- Working data:
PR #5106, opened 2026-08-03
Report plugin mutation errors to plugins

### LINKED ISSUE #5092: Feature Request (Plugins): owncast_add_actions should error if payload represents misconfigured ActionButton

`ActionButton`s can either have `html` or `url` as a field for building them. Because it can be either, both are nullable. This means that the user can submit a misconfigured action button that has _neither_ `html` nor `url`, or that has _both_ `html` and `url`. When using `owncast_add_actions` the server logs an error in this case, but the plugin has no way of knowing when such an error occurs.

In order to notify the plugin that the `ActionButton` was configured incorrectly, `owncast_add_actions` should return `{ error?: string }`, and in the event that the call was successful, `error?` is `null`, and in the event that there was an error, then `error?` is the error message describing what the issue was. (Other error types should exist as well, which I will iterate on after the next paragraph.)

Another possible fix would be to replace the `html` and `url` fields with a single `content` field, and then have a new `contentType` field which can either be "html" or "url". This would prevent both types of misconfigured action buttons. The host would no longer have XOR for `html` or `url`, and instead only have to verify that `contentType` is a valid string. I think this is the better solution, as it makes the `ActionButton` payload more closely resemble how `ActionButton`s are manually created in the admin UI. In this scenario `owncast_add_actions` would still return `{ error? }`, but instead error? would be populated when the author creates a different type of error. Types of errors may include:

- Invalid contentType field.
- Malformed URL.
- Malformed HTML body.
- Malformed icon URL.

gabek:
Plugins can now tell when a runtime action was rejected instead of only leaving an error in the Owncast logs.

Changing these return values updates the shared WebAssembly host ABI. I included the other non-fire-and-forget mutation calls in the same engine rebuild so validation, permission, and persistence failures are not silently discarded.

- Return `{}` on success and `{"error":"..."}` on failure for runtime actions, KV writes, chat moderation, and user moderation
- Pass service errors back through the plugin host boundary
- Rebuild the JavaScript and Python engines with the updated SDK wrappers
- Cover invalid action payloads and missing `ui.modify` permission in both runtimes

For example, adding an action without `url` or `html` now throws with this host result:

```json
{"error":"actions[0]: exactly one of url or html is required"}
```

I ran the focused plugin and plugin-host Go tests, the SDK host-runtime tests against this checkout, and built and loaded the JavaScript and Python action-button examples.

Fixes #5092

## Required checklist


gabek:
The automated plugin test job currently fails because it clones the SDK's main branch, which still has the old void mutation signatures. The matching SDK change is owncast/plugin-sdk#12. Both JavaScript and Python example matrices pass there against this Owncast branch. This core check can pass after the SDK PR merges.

- Work instructions: Looking at the records above, how many lines contain "Malformed"? Answer with the number alone.

- Response area: 3